Racial Disparities Exist in Diagnostic Procedure for Heart Attack Patients, Regardless of Doctor's Race, Yale Researchers Report
In one of the largest national studies on the topic, Yale researchers have demonstrated a marked racial difference in the rate of cardiac catheterization, a diagnostic procedure used to assess heart function after a myocardial infarction or heart attack.
These differences in practice, researchers say, are present whether or not the patients received care from a black physician or a white physician.
Published in the May 10 issue of the New England Journal of Medicine, the study showed that cardiac catheterization rates for white patients were almost 40 percent higher than cardiac catheterization rates for black patients, even after adjusting for clinical differences between the groups. For every 100 black patients with a heart attack, 12 fewer patients underwent cardiac catheterization compared with similar white patients.
“Despite these differences in care, survival was similar among black and white patients up to three years after their hospitalization for the heart attack,” said Harlan Krumholz, M.D., associate professor of internal medicine and cardiology at Yale School of Medicine and senior author on the study.
The issue of racial disparities in health care and outcomes has received substantial attention. Krumholz said most investigations have focused on documenting differences in care by race or sex, but his investigation extends previous work by examining the effect of physician race on differences in care.
“Concerns that racial differences in procedure use only reflected the behaviors of white physicians are not supported by the findings,” said Jersey Chen, M.D., first author and a medical student at the time the study was completed. “Racial differences in cardiac catheterization rates were also present among patients who received care from black physicians.”
Using data from the Cooperative Cardiovascular Project, a study of Medicare beneficiaries hospitalized for acute myocardial infarction in 1994 and 1995, the team evaluated whether disparities between black and white patients in the use of cardiac catheterization varied according to the race of their attending physician.
They found that of 35,676 white and 4,039 black patients with acute myocardial infarction, physicians of both races referred white patients for catheterization about 40 percent more often than black patients.
“While the study cannot preclude the existence of racial bias or prejudice, it does suggest that if physician factors contribute to racial differences in cardiac catheterization use, be it by beliefs or attitudes, then these factors are apparently common to both white physicians and black physicians,” said Saif Rathore, a co-author on the study.
Krumholz said the findings underscore the complexity of the issue. “We did find substantial differences in the rates of cardiac catheterization that could not be explained by racial differences in the clinical characteristics of the patients, their physicians, or the type of hospitals where they received treatment,” he said. “We could not illuminate the reasons for these differences.”

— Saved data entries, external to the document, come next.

PR #5919, opened 2024-10-05
DBZ-8303 Fix race condition in stop snapshot

kgalieva:
Issue: https://issues.redhat.com/browse/DBZ-8303
[Conversation](https://groups.google.com/g/debezium/c/4Ir18BzYTiE/m/PeEzHa_cAQAJ)

### Problem: 

The `AbstractIncrementalSnapshotContext` is accessed by two threads—the main binlog thread and the `SignalProcessor` thread. A race condition occurs when the `SignalProcessor` thread calls `stopSnapshot()` while the main thread is executing `readChunk()`. This can lead to inconsistencies, causing exceptions during snapshot processing.

### Solution:

- Instead of immediately modifying the snapshot state in `stopSnapshot()`, a queue (`dataCollectionsToStop`, a `LinkedBlockingQueue<String>`) is used to manage the list of collections to stop. This queue can contain collection names or regex patterns. ".*" is used to stop all collections' snapshots.
- The method `stopSnapshot()` has been renamed to `requestSnapshotStop()` to reflect that it only queues the collections for stopping, rather than stopping the snapshot immediately.
- The `readChunk()` method has been updated to check the queue (`dataCollectionsToStop`) for any collections that should be stopped using a helper method `checkAndProcessStopFlag()`
- The method `expandAndDedupeDataCollectionIds()` for `MongoDB` has been updated to handle cases where all snapshots need to be stopped. It ensures that snapshots are stopped properly when ".*" is passed

### Edge Case:

A potential edge case exists where the stop snapshot signal might be lost if Debezium is stopped between receiving the signal and executing `readChunk()` plus one event after `readChunk()`. (One event after `readChunk()` is necessary to trigger an offset commit with the updated list of `incremental_snapshot_collections`)

### DIFF
--- a/debezium-connector-binlog/src/main/java/io/debezium/connector/binlog/BinlogReadOnlyIncrementalSnapshotChangeEventSource.java
+++ b/debezium-connector-binlog/src/main/java/io/debezium/connector/binlog/BinlogReadOnlyIncrementalSnapshotChangeEventSource.java
@@ -146,8 +146,8 @@ public abstract class BinlogReadOnlyIncrementalSnapshotChangeEventSource<P exten
     }
 
     @Override
-    public void stopSnapshot(P partition, OffsetContext offsetContext, Map<String, Object> additionalData, List<String> dataCollectionIds) {
-        super.stopSnapshot(partition, offsetContext, additionalData, dataCollectionIds);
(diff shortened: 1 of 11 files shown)


bdbene (approved):
LGTM!

jpechane (approved):
@kgalieva LGTM, thanks!
Build failures seems unrelated. I triggered another run just in case and will merge when the run will finish.

jpechane:
@kgalieva Applied, thanks a lot!

PR #747, opened 2026-01-29
fix: skip backup warning after wallet restore

### LINKED ISSUE #669: Wallet Backup sheet shown after restoring wallet
The 'Wallet Backup' bottom sheet shows after successfully restoring wallet. This is not necessary because I just used my phrase to restore.

Same as on iOS ⬆️

jvsena42:
Fixes #669

This PR sets `backupVerified` to `true` when a wallet is successfully restored, preventing the unnecessary backup warning sheet from appearing after restore.

### Description

When a user restores a wallet using their recovery phrase, they clearly have access to their backup. The app was incorrectly showing the "Wallet Backup" bottom sheet after restore because `backupVerified` remained `false`. This PR adds an `onSuccess` handler to the `restoreWallet` function that marks the backup as verified.

### Preview

[Screen_recording_20260129_072648.webm](https://github.com/user-attachments/assets/d14330af-557b-4f38-bede-7a14d771b29b)

#### 1. Restore wallet flow
1. Wipe the app data or use a fresh install
2. Tap "Restore wallet"
3. Enter a valid 12-word recovery phrase
4. Complete the restore process
5. Verify the "Wallet Backup" bottom sheet does NOT appear

#### 2. New wallet flow (regression)
1. Wipe the app data or use a fresh install
2. Create a new wallet
3. Verify the "Wallet Backup" suggestion still appears (expected behavior for new wallets)

### DIFF
--- a/app/build.gradle.kts
+++ b/app/build.gradle.kts
@@ -55,8 +55,8 @@ android {
         applicationId = "to.bitkit"
         minSdk = 28
         targetSdk = 36
-        versionCode = 174
-        versionName = "2.0.0"
+        versionCode = 175
+        versionName = "2.0.1"
         testInstrumentationRunner = "to.bitkit.test.HiltTestRunner"
         vectorDrawables {
             useSupportLibrary = true


app/src/main/java/to/bitkit/repositories/WalletRepo.kt
```diff
@@ -300,6 +300,8 @@ class WalletRepo @Inject constructor(
                 keychain.saveString(Keychain.Key.BIP39_PASSPHRASE.name, bip39Passphrase)
             }
             setWalletExistsState()
+        }.onSuccess {
+            settingsStore.update { it.copy(backupVerified = true) }
```
ovitrif: nit: don't we have in BackupRepo callbacks or post-restore ops room where to add this logic?!

As a general rule, logic that is tied together should stay together. IMO it feels like it's not really the responsibility of the wallet to handle post-backup restore concerns 🤷🏻

jvsena42: solved in #754

PR #751, opened 2026-01-29
fix: show tab bar on savings and spending screens

### LINKED ISSUE #696: Send and Receive buttons are missing after one taps on spending or savings balance
### What happened?

Send and receive buttons are missing after one taps on spending or savings balance.

### Steps to Reproduce

 - Have wallet with no lightning channel
 - tap on "Spending" balance

Android on the right:
_The video only shows spending balance screen, but it is the same for savings._

https://github.com/user-attachments/assets/2d486567-0b1d-45e7-b11b-75c34a460eb3

### Environment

“The fact that survival rates among both races were similar despite differences in procedure use is an interesting feature of this study,” Krumholz added. “We could find no evidence that these differences in procedure use translated into differences in survival. The finding raises the question about whether the referral rate was too high for white patients rather than being too low for black patients. We would need more information about the indications for the procedures and the health outcomes of the patients to investigate this issue further.”
As part of the Cooperative Cardiovascular Project, medical records from more than 200,000 hospitalizations nationwide were abstracted for information and analyzed for quality of care. Faculty from Yale, including Krumholz and Martha Radford, M.D., participated in the planning and implementation of the Health Care Financing Administration Project.
Study authors included Krumholz, Chen, Rathore, Radford and data manager, Yun Wang.